Argos can speak void but doesn't very often
(the fool that gave this ask & I headcanon the void to have a unique language that very few non-native void citizens can pick up due to it being comprised of mostly squeaks and screeches; mr. plant speaks void fluently. )
Mr. plant uses he/they/it pronouns but doesn't really care
Argos uses he/she/they pronouns and likes it when people switch it up every so often
Argos is very clingy and mr. plant is touch adverse. both of these get turned up to eleven when they're tired
Mr.

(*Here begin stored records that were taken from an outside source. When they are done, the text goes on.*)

PR #293, opened 2026-06-09
fix spotatui native device and selector behavior

### LINKED ISSUE #292: Native spotatui device missing from selector; playback fails with NO_ACTIVE_DEVICE and selector traps input
**Describe the bug**
Trying to play any track fails with a Spotify API `404 Not Found` / `NO_ACTIVE_DEVICE` error even though native streaming is enabled. After opening the device selector with `d`, the local `spotatui` playback device is missing. The device selector can also become stuck: `Enter` does not select anything and `Esc` does not return to the previous screen, so the only way out is killing and restarting the app.

  **To Reproduce**
  1. Start `spotatui`
  2. Try to play any track from the library/search/playlist view.
  3. Observe the error screen:
     `Spotify API 404 Not Found ... NO_ACTIVE_DEVICE`
  4. Press `Esc` to return
  5. Press `d` to open the device selector
  6. Observe that the `spotatui` device is missing
  7. Try pressing `Enter` on an available device entry or `Esc` to leave the selector
  8. The selector does not respond as expected, the app has to be killed and restarted.

  **Expected behavior**
Playback should start on the local native `spotatui` device when native streaming is available, or the device selector should show the local `spotatui` device so it can be selected manually.

The device selector should also remain navigable:
  - `Enter` should select the highlighted playback device or show a useful status message.
  - `Esc` should close the device selector and return to the previous screen.

   - OS: macOS
   - Terminal: kitty v0.45.0
   - Version: v0.38.6

  **Additional context**
The issue appears when Spotify reports no active playback device. The local native streaming player can be connected locally, but the Spotify devices API may not list the `spotatui` Connect device yet. In that state playback falls through to the Spotify Web API and fails with `NO_ACTIVE_DEVICE`.

shilicioo:
# Summary

Fixes #292 

This change makes explicit playback use the connected native `spotatui` streaming player when there is no current Spotify playback context, instead of falling through to the Web API and failing with `NO_ACTIVE_DEVICE`.

  It also fixes the device selector behavior:
  - Adds the live local `spotatui` device to the selector when Spotify's devices API omits it.
  - Clears stale device state on refresh.
  - Shows useful status messages for invalid/empty selection state.
  - Makes `Enter` dispatch device transfer and close the selector.
  - Makes `Esc` close the selector instead of trapping the user.

  # Testing

  - `cargo fmt --all`
    - Passed
    - Passed
    - Passed: 235 tests
  - `cargo check`
    - Passed with default features, including native streaming

  # Additional notes
The original bug showed as a Spotify API `404 Not Found` / `NO_ACTIVE_DEVICE` error when trying to play tracks, while the local `spotatui` playback device was missing from the device selector. The selector could also become stuck because `Esc` was swallowed by the global handler.

### DIFF
--- a/CHANGELOG.md
+++ b/CHANGELOG.md
@@ -8,6 +8,7 @@
 
 ### Fixed
 
+- **Native device selection and playback startup**: Made the local `spotatui` Connect device selectable when Spotify's devices API omits it, recovered stale native streaming sessions after long idle, fixed `Esc`/`Enter` handling in the device selector, and avoided `NO_ACTIVE_DEVICE` playback failures when native streaming is connected but no Spotify playback context is active ([#292](https://github.com/LargeModGames/spotatui/issues/292)).
 - **Search box no longer traps focus on submit**: Pressing `Enter` to run a search now always moves focus to the results list, including when re-searching while already on the Search screen (previously focus stayed stuck in the input box) ([#191](https://github.com/LargeModGames/spotatui/issues/191)).
 - **Cover-art load failures are non-fatal**: A failed album-image fetch is now logged and ignored instead of surfacing a blocking error and aborting the now-playing update, so playback metadata keeps updating when artwork can't be loaded ([#142](https://github.com/LargeModGames/spotatui/issues/142)).
 
--- a/src/core/app.rs
+++ b/src/core/app.rs
@@ -935,6 +935,10 @@ pub struct App {
   /// Reference to the native streaming player for direct control (bypasses event channel)
   #[cfg(feature = "streaming")]
   pub streaming_player: Option<Arc<crate::infra::player::StreamingPlayer>>,
+  /// Sender used to recover native streaming when a stale/disconnected player is detected.
+  #[cfg(feature = "streaming")]
+  pub streaming_recovery_tx:
+    Option<tokio::sync::mpsc::UnboundedSender<crate::infra::player::StreamingRecoveryRequest>>,
   /// Reference to MPRIS manager for emitting Seeked signals after native seeks
   #[cfg(all(feature = "mpris", target_os = "linux"))]
   pub mpris_manager: Option<Arc<crate::infra::mpris::MprisManager>>,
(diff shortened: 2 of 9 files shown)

Plant drinks black coffee only. Argos loves energy drinks (Monster, bang, & rockstar; he says all the others taste "like yuck.") & the most complicated Dunkin' or Starbucks orders known to mankind. once Argos got their drinks mixed up and did a spit take
Argos doodles on himself. she will also doodle on Mr. plant if it lets them.
they both have the absolute weirdest music taste ever. mr. plant, as you said in one of your hcs, listens to hard rock and weird shit like that and argos jams out to wierdcore & like, cannibal music? idk how else to describe it, stuff like cannibal by ke$ha and stalkers tango by autoheart.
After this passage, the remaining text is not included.